--- START ---

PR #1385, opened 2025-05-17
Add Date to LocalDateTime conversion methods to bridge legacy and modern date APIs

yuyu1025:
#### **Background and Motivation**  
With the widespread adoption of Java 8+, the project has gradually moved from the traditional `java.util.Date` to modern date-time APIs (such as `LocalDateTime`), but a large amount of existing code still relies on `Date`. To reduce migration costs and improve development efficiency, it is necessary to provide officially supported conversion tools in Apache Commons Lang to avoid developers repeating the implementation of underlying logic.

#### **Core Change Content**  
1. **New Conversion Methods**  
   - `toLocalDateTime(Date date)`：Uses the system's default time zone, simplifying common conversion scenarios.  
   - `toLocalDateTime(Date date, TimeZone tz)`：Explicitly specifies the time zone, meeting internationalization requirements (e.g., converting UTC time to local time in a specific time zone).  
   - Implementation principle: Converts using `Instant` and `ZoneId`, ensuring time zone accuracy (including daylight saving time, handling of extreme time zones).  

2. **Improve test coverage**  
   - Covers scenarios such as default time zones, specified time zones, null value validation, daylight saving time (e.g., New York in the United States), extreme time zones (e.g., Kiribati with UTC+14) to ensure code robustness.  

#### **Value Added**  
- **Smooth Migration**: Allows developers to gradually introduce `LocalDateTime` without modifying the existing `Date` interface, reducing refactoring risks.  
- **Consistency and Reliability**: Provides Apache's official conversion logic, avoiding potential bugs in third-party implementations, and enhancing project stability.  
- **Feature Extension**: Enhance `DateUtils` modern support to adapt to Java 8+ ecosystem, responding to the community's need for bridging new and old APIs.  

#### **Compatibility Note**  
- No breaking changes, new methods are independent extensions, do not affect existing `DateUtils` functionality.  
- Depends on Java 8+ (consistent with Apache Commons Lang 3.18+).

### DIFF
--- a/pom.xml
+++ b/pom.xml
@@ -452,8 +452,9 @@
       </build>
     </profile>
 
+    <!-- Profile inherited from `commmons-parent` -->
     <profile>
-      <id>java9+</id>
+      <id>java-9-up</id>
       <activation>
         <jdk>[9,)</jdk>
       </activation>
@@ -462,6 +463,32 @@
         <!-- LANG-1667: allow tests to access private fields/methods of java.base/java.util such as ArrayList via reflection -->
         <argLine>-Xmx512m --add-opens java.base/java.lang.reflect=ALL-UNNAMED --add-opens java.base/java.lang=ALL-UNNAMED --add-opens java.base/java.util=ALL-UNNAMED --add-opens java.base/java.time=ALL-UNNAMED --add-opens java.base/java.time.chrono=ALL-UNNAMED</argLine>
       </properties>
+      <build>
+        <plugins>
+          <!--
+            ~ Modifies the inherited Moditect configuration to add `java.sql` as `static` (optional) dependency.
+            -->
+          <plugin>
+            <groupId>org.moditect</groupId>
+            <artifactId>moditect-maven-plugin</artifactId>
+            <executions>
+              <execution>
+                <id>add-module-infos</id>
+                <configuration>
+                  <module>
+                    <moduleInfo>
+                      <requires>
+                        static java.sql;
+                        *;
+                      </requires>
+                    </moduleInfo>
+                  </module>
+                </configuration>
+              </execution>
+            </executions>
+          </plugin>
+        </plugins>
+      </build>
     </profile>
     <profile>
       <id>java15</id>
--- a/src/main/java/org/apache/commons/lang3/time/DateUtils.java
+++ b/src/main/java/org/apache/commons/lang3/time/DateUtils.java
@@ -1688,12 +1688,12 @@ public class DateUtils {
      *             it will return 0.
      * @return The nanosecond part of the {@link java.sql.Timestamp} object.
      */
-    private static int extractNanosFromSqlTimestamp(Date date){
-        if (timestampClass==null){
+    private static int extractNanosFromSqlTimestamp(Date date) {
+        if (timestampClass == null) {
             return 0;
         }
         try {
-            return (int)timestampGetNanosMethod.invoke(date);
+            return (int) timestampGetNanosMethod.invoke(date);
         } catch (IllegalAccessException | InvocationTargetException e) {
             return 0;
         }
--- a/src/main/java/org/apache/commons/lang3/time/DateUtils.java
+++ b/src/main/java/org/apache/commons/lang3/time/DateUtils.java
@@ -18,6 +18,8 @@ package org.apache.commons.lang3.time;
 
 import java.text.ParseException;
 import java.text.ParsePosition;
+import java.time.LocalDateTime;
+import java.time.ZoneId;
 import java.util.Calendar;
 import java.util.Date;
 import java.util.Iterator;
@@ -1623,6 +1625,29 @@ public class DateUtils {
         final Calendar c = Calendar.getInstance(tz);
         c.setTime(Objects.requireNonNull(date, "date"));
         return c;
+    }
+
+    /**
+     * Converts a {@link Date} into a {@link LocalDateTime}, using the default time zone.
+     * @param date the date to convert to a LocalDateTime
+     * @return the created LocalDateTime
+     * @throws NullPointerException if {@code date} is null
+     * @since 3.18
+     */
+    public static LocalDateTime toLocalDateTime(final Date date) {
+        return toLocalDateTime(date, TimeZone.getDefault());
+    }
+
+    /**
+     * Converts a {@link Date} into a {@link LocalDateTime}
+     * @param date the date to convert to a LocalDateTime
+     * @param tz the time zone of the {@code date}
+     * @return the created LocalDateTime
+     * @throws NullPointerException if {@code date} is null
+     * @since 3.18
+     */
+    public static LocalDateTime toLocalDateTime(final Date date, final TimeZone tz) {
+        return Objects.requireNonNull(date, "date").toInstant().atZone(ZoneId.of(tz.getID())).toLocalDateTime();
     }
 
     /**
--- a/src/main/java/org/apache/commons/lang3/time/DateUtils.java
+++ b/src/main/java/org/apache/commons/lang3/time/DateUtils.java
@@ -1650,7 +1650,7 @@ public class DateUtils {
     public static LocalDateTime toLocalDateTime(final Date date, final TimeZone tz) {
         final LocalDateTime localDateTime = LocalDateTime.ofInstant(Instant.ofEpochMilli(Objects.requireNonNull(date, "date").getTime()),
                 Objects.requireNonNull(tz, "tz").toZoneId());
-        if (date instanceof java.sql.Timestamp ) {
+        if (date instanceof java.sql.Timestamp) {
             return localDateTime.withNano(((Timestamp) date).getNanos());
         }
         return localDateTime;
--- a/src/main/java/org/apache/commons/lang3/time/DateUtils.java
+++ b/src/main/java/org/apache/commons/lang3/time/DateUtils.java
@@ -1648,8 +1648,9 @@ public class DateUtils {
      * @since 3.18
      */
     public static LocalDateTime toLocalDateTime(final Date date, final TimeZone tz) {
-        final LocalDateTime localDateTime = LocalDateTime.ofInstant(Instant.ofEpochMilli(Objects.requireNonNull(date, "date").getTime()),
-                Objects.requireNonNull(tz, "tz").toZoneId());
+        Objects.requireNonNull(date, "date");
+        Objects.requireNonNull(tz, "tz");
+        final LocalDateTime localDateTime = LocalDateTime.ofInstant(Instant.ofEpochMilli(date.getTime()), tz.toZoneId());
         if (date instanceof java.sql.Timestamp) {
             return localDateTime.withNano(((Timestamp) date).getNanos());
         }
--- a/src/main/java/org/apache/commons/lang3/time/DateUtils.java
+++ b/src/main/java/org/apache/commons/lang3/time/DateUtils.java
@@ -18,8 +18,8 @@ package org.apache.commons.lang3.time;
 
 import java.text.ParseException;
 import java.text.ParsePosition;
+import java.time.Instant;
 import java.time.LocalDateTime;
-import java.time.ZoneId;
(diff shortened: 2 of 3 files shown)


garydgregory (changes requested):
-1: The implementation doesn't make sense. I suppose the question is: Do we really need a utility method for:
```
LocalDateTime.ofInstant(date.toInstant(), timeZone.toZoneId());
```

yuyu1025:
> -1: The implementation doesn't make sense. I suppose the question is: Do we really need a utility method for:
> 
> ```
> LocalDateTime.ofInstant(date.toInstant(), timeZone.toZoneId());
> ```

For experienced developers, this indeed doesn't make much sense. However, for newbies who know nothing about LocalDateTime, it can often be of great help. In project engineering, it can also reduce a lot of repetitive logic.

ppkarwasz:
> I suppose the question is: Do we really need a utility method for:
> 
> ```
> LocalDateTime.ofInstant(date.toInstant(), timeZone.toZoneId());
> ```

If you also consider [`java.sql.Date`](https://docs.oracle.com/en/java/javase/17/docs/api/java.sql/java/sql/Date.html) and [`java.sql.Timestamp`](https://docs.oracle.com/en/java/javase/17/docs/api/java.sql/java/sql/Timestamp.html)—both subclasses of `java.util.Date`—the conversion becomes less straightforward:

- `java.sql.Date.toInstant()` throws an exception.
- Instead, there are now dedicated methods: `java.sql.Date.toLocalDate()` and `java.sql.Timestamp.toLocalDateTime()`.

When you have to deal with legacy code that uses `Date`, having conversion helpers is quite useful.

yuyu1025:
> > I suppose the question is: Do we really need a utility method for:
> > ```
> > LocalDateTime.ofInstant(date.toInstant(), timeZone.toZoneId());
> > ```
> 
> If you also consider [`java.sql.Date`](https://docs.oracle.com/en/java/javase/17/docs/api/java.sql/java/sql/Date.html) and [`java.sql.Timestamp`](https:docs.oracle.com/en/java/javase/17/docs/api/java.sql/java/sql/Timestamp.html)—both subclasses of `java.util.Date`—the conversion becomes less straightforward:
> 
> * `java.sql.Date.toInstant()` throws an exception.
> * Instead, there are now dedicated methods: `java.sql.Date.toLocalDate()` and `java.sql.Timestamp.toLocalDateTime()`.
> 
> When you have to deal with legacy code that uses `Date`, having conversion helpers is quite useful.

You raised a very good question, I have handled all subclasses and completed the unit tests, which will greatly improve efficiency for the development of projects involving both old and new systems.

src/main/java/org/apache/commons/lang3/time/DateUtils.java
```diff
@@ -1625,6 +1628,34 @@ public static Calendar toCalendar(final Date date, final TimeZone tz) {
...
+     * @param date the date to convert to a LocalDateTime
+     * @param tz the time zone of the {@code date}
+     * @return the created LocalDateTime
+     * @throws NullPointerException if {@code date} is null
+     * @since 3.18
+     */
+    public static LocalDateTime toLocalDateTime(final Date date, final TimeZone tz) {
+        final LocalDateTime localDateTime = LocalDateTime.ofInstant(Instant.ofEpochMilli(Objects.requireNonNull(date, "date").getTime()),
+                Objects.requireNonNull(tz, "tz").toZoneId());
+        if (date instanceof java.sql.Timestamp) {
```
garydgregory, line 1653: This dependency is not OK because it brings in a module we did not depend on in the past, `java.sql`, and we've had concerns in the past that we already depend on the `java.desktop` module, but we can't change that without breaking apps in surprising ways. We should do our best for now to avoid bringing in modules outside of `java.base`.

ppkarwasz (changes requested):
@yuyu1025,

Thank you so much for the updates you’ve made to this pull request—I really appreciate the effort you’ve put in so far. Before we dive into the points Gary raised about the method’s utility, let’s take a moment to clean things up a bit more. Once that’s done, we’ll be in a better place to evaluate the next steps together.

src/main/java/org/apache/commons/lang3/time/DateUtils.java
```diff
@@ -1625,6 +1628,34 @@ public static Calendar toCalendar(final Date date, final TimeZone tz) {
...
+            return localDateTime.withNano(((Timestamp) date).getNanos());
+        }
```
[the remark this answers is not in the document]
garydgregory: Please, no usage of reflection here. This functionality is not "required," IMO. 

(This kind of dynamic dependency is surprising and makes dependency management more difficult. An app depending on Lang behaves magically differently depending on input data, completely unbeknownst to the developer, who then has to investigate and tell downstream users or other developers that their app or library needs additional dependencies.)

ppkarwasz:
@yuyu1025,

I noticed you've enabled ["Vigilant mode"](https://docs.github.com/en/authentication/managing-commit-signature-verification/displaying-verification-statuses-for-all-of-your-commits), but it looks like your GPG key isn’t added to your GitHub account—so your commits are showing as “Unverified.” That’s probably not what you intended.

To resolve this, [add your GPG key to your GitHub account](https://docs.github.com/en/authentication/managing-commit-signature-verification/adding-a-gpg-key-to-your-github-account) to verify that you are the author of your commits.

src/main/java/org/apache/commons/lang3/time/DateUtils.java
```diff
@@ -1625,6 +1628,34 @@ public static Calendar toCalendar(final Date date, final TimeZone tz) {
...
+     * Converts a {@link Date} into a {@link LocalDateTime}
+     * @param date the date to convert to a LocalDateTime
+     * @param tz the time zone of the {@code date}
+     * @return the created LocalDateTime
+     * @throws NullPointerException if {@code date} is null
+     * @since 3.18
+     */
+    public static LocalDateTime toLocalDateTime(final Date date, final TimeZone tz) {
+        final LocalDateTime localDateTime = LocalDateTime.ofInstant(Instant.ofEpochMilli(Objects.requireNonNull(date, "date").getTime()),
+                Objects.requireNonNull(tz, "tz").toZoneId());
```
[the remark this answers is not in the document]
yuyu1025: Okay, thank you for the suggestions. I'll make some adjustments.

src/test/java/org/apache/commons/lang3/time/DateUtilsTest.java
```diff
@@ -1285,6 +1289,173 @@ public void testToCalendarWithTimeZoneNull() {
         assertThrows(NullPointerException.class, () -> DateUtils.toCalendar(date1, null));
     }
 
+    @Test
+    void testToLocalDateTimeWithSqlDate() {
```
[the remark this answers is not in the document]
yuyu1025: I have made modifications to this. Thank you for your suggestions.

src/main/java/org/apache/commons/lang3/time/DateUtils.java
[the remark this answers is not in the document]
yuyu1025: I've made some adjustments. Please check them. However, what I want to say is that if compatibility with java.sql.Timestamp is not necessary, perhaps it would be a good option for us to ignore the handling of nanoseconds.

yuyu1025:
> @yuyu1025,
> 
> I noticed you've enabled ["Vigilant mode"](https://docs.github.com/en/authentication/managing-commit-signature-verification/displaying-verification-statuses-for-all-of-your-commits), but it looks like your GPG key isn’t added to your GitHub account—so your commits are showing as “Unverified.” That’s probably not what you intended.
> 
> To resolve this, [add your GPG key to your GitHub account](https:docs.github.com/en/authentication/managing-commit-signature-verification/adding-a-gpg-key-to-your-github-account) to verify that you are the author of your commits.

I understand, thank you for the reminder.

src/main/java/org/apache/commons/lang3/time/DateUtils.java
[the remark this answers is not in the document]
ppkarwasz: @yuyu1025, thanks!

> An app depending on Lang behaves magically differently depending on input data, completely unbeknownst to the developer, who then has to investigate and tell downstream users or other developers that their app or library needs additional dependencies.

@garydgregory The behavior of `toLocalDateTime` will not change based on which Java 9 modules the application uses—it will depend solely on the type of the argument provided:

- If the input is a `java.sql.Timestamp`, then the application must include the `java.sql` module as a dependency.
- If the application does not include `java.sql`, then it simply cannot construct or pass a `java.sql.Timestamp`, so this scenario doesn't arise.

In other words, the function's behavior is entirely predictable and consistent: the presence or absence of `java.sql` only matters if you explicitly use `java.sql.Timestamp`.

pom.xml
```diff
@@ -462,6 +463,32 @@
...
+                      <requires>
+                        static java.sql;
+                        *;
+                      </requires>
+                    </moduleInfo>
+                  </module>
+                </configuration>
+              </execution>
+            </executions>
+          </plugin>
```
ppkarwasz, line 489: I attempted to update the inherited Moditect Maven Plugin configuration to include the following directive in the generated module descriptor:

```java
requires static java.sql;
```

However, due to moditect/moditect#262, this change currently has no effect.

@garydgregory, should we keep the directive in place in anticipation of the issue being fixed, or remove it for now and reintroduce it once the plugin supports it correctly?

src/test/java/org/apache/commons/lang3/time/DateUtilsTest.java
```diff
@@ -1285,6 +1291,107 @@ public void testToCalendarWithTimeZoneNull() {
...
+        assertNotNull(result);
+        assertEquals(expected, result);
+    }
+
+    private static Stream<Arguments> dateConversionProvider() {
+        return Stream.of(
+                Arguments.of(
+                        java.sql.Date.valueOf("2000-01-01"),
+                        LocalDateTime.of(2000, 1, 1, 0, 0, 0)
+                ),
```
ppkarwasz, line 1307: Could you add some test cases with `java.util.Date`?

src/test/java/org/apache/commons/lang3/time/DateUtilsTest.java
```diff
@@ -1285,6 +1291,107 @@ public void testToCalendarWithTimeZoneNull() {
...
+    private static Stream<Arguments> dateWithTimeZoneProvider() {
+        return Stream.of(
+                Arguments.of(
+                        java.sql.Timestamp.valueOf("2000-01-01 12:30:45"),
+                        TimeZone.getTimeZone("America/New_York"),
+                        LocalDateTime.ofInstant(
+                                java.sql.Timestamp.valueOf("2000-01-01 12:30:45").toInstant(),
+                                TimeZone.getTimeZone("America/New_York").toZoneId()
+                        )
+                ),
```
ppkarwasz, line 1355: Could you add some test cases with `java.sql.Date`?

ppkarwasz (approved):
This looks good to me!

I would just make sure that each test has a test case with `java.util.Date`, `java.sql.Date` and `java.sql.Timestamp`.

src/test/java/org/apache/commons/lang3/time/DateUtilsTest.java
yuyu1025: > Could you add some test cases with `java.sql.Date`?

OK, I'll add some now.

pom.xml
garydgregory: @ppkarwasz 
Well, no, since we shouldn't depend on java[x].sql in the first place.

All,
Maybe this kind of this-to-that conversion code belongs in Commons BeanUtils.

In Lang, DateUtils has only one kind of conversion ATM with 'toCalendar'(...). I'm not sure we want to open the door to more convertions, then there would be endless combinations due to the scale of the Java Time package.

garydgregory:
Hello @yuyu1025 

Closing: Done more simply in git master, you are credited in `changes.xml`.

--- END ---

Exercise
Repeat, word for word, the lines from the opening of the material through the line containing "#### **Background and Motivation**".

Solution to this problem
PR #1385, opened 2025-05-17
Add Date to LocalDateTime conversion methods to bridge legacy and modern date APIs

yuyu1025:
#### **Background and Motivation**  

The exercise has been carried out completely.